University of Illinois, IL
Dr. Pai-Yen Chen is Associate Professor in the Department of Electrical and Computer Engineering at University of Illinois at Chicago, Chicago, IL, USA. His group conducts interdisciplinary research dedicated to applied electromagnetics, RF/microwave antennas and circuits, ubiquitous and multispectral sensing technology, RFIDs and IoT devices for wireless health, smart city, among many others, as well as micro/nano-scale electromagnetism, including plasmonics, metamaterials and nanophotonics. He serves as an Associate Editor of IEEE Journal of Electromagnetics, RF and Microwaves in Medicine and Biology (IEEE JERM), IEEE Sensors Journal, and IEEE Journal of Radio Frequency Identification (IEEE JRFID). He is Founder and Chair of IEEE Sensors Council Chicago Chapter.

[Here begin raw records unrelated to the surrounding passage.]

Issue #4880, opened 2022-06-16
Refer to objects by catalog ID in kafka message, not their string names


domodwyer:
Ideally when pushing writes from the router, to the ingester, via kafka, we would avoid sending (many) copies of the following strings and instead pass their catalog IDs:

* database name
* table name (many)
* column names (many many)

This would decrease message size, and avoid needing the ingester to perform catalog queries to resolve the name strings to IDs. We may be able to drop additional indexes in postgres too.

cc @pauldix

PR #5791, opened 2022-10-04
refactor: reference buffer tree nodes by ID

domodwyer:
This PR accomplishes two things:

* Makes all the ID lookup queries at `persist()` time redundant, with the exception of acquiring the `SortKey`. In a follow-up PR I will remove this requirement and significantly reduce the query load at persist time (part of #5767).

* Changes the buffer tree nodes (shards -> namespaces -> tables -> partitions) to support being addressed by ID, in addition to string names. This enables the above, but is also in preparation for #4880.

There will be a slight memory overhead for maintaining the additional ID indexes, but I've been careful to minimise the amount of memory these will use (through use of existing Arc's, storing ref-counted keys and making two lookups in the cold ID path, etc).

This also documents a TOCTOU bug tracking the memory usage of partitions, and releasing that memory back during persist ops: https://github.com/influxdata/influxdb_iox/issues/5777. The effect of this bug is the usable amount of buffer memory **decreases over time** so is not likely to be a contributor to OOMs.

---

* refactor: ref TableData by name & ID (9c0e4e98c)

      Changes the NamespaceData to hold a map of table name -> TableData, and table
      ID -> TableData simultaneously.

      This allows for cheap lookups when the caller holds an ID, and is part of
      preparatory work to transition away from using string names in the ingester
      for tables.

      This commit also switches from a BTreeMap to a HashMap as the backing 
      collection, as maintaining key ordering doesn't appear to be necessary.

* refactor: ref NamespaceData by name & ID (66e05b5ea)

      Changes the ShardData to hold a map of namespace name -> NamespaceData, and
      namespace ID -> NamespaceData simultaneously.

      This allows for cheap lookups when the caller holds an ID, and is part of
      preparatory work to transition away from using string names in the ingester
      for tables.

      This commit also switches from a BTreeMap to a HashMap as the backing 
      collection, as maintaining key ordering doesn't appear to be necessary.

* refactor: PartitionData::id() -> partition_id() (0847cc545)

      Consistent naming is consistent - all the others are thing_id().

* refactor: ref PartitionData by key & ID (f9bf86927)

      Changes the TableData to hold a map of partition key -> PartitionData, and
      partition ID -> PartitionData simultaneously. This allows for cheap lookups
      when the caller holds an ID.

      This commit also manages to internalise the partition map within the TableData
      - one less pub / peeking!

      This commit also switches from a BTreeMap to a HashMap as the backing 
      collection, as maintaining key ordering doesn't appear to be necessary.

* refactor: persist() passes all necessary IDs (1a7eb47b8)

      This commit changes the persist() call so that it passes through all relevant
      IDs so that the impl can locate the partition in the buffer tree - this will
      enable elimination of many queries against the catalog in the future.

      This commit also cleans up the persist() impl, deferring queries until the
      result will be used to avoid unnecessary load, improves logging & error
      handling, and documents a TOCTOU bug in code:

          https://github.com/influxdata/influxdb_iox/issues/5777

### DIFF
--- a/ingester/src/compact.rs
+++ b/ingester/src/compact.rs
@@ -86,11 +86,8 @@ pub(crate) async fn compact_persisting_batch(
     namespace_id: i64,
     partition_info: &PartitionInfo,
     batch: Arc<PersistingBatch>,
-) -> Result<Option<CompactedStream>> {
-    // Nothing to compact
-    if batch.data.data.is_empty() {
-        return Ok(None);
-    }
+) -> Result<CompactedStream> {
+    assert!(!batch.data.data.is_empty());
 
     let namespace_name = &partition_info.namespace_name;
     let table_name = &partition_info.table_name;
@@ -141,11 +138,11 @@ pub(crate) async fn compact_persisting_batch(
         sort_key: Some(metadata_sort_key),
     };
 
-    Ok(Some(CompactedStream {
+    Ok(CompactedStream {
         stream,
         iox_metadata,
         sort_key_update,
-    }))
+    })
 }
 
 /// Compact a given Queryable Batch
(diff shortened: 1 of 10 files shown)


NGA-TRAN (approved):
The logic looks good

Illinois Institute of Technology, IL
Kenji Suzuki, Ph.D. (by Published Work; Nagoya University) worked at Hitachi Medical Corp., Japan, Aichi Prefectural University, Japan, as a faculty member, and in Department of Radiology, University of Chicago, as Assistant Professor. In 2014, he joined Department of Electric and Computer Engineering and Medical Imaging Research Center, Illinois Institute of Technology, as Associate Professor (Tenured). In 2017, he was jointly appointed in World Research Hub Initiative (WRHI), Institute of Innovative Research (IIR), Tokyo Institute of Technology, Japan, as Specially Appointed Professor (equivalent to Visiting Professor). He published 330 papers (including 110 peer-reviewed journal papers). He has been actively studying deep learning in medical imaging and computer-aided diagnosis in the past 25 years. His papers were cited more than 13,000 times, and his h-index is 47. He is inventor on 30 patents (including ones of earliest deep-learning patents), which were licensed to several companies and commercialized. He published 11 books and 22 book chapters and edited 13 journal special issues. He was awarded several grants as PI including NIH R01 and ACS. He gave 120 invited talks and keynote speeches at international conferences. He received 26 awards, including Springer-Nature EANM Most Cited Journal Paper Award 2016 and 2017 Albert Nelson Marquis Lifetime Achievement Award.